首页 > 薪福通安全白皮书

薪福通安全白皮书

来源：

2021年10月19日

一、简介

对于薪福通产品而言，在极大的方便了企业的内部数字化管理的同时，也带来了更多敏感信息泄露的风险，系统的安全至关重要，我们建立我们的安全文化，在安全文化的导向下，建立产品、开发、运营的安全意识，并形成全链路的安全防范，为企业用户提供高效、安全的服务。本篇主要从安全文化、全链路安全防护、产品安全特点、合规审计等方面，全面阐述了薪福通安全技术工作思路和实践方法。

二、安全文化

1.安全组织

薪福通产品是基于招商银行安全管理制度下开发的产品。在全行级，有专门的安全管理部门：安全内控团队、数据中心安全管理团队和架构管理团队，协调组织级的跨部门安全工作，检查各项安全制度，并设置专职的安全岗位、安全角色，明确岗位职责、权利和义务；在产品级，薪福通团队有自己的安全管控小组，衔接全行级安全管控的实际落实及制定产品特性的安全管控手段，从产品、开发、运营等领域建立安全规划，监控安全风险，以确保给提供安全的服务。

2.安全开发生命周期

薪福通产品严格遵循招商银行内部的安全开发生命周期（SDL）管理，主要安全过程管理如下：

1)安全需求

在项目立项时，明确安全门限要求，作为后续研发运营实践中安全检查的关键节点，主要考虑业务场景、产品类型、系统整体架构、语言类型等；根据合规要求、用户隐私要求、功能要求结合最佳实践等进行安全需求分析，作为测试用例编写的前期工作，安全需求分析纳入专题特性模板；对系统可能面临的威胁、存在的弱点、造成的影响，以及三者综合所带来的风险的可能性的评估，量化系统遭受攻击带来的影响或者损失的可能程度；针对安全需求建立统一的知识库，形成知识复用。

2)安全设计

安全设计的原则是针对服务、系统进行整体的安全设计，确保整体的设计安全，以下为安全设计标准的一部分：

攻击面最小化（ Attack Surface Reduction ）：攻击面最小化即是指尽量减少暴露恶意用户可能发现并试图利用的攻击面数量。软件产品的受攻击面是一个混合体，不仅包括代码、接口、服务，也包括对所有用户提供服务的协议。

基本隐私（ Basic Privacy ）：用户使用软件时避免个人信息被收集、使用甚至分发，企业则有责任和义务建立保护个人信息的保护措施，抵御敌对攻击行为，确保用户基本隐私的安全性。隐私安全是建立可信任应用程序的关键因素，只收集程序必须用到的隐私数据并进行加密，明确告知用户并征得用户同意。

权限最小化（ Least Privilege ）：如果一个应用程序或网站被攻击、破坏，权限最小化机制能够有效的将潜在损害最小化。在进行软件设计时，安全设计人员可以评估应用程序的行为及功能所需的最低限度权限及访问级别，从而合理分配相应的权限。

默认安全（ Secure Defaults）：默认安全配置在客户熟悉安全配置选项之前不仅有利于更好的帮助客户掌握安全配置经验，同时也可以确保应用程序初始状态下处于较安全状态。

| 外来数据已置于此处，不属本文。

PR #8324, opened 2022-03-23
[MB-8450] Edit office app config do that refetching data on window refocus is disabled

hannaliebl:
## Summary

I'm tagging the senior eng. group as well as Roci since this is a very small config change, but does change how data gets refetched in the office app.

This change is based on numerous bug reports in the office app that refocusing a browser tab results in the generic error page. I think this is happening because our app was configured to have refetching data set to true on window refocus (see: https://react-query.tanstack.com/guides/window-focus-refetching). We discussed this at the Milmove frontend working group a few weeks ago, and we didn't really see any benefit to this behavior in our app, but I do think it's worth thinking about this change and if it has any unintended consequences.

Here are other similar reports that I think are all the same issue:

https://dp3.atlassian.net/browse/MB-8473
https://dp3.atlassian.net/browse/MB-8448
https://dp3.atlassian.net/browse/MB-8447

This doesn't address the network failures themselves, but hopefully this will give a little more visibility into the actual failures that do happen (because the app won't just refetch data to mask it, or the moment you try to pull up the network tab to see what failed.) I, personally, wasn't able to find any consistent steps to reproduce any network failures in staging, for what it's worth.

## Setup to Run Your Code

<details>

##### Terminal 1

Start the UI locally.

```sh
make client_run
```

##### Terminal 2

Start the Go server locally.

```sh
make server_run
```

</details>

### Additional steps

1. Just ensure the app works as expected. You should not see any more network requests on window refocus.


rogeruiz (approved):
lgtm 🌈

let's see how this affects bug reporting and UAT testing going forward.

hannaliebl:
@mergifyio refresh

hannaliebl:
@Mergifyio requeue

hannaliebl:
@Mergifyio unqueue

纵深防御（ Defense in Depth ）：与默认安全一样，纵深防御也是设计安全方案时的重要指导思想。纵深防御包含两层含义：首先，要在各个不同层面、不同方面实施安全方案，避免出现疏漏，不同安全方案之间需要相互配合，构成一个整体；其次，要在正确的地方做正确的事情，即：在解决根本问题的地方实施针对性的安全方案。纵深防御并不是同一个安全方案要做两遍或多遍，而是要从不同的层面、不同的角度对系统做出整体的解决方案。

威胁建模（ Threat Modeling ）：威胁建模是一种分析应用程序威胁的过程和方法。这里的威胁是指恶意用户可能会试图利用以破坏系统，和我们常说的漏洞并不相同。漏洞是一个特定的可以被利用的威胁，如缓冲区溢出、sql注入等。业界常用威胁建模方法包括：STRIDE（6个安全维度，攻击树（攻击者角度），TVRA（通过资产被攻击的可能性）。

3)安全研发

使用经过安全团队认可的开发工具，确保开发工具没有法律风险、漏洞风险等情形；在安全扫描方面，研发过程中，使用静态代码分析工具（SAST）及时发现开发过程中安全风险。行内提供了一系列的代码分析扫描工具，并与流水线集成，配套质量门安全策略，提升我行的安全编码能力；在研发过程中，对于开源及依赖组件的安全风险进行统一管理，针对开源及依赖组件有明确的引入机制，针对开源及依赖组件的风险漏洞有明确的拦截机制。开源及依赖组件的风险包括但不限于许可证风险、安全漏洞风险（我们的做法：源管理办法、黑名单、白名单、hub中高风险阻断）。

4)安全验证

针对系统和功能模块进行安全相关测试，包括针对安全需求的测试、动态应用安全测试（DAST）、交互式应用程序安全测试（IAST）。我行主要使用awvs工具在向互联网暴露的应用上线前进行安全测试并要求研发必须修复被扫出的漏洞：

针对安全需求测试：针对在安全需求分析阶段识别的安全需求，进行有针对性的测试；
动态应用安全测试（DAST）：一种黑盒测试技术，在程序运行时，通过模拟黑客行为对系统进行动态攻击，分析系统的反应，从而验证程序的安全性。模糊测试是一种专门形式的动态安全测试，通过故意向应用程序引入不良格式或随机数据诱发程序故障。模糊测试策略的制定，以应用程序的预期用途，以及应用程序的功能和设计规范为基础。
交互式应用程序安全测试（IAST）：通过在程序中插装收集程序运行时函数执行，数据传输的情况进行分析从而高效准确的识别安全缺陷及漏洞。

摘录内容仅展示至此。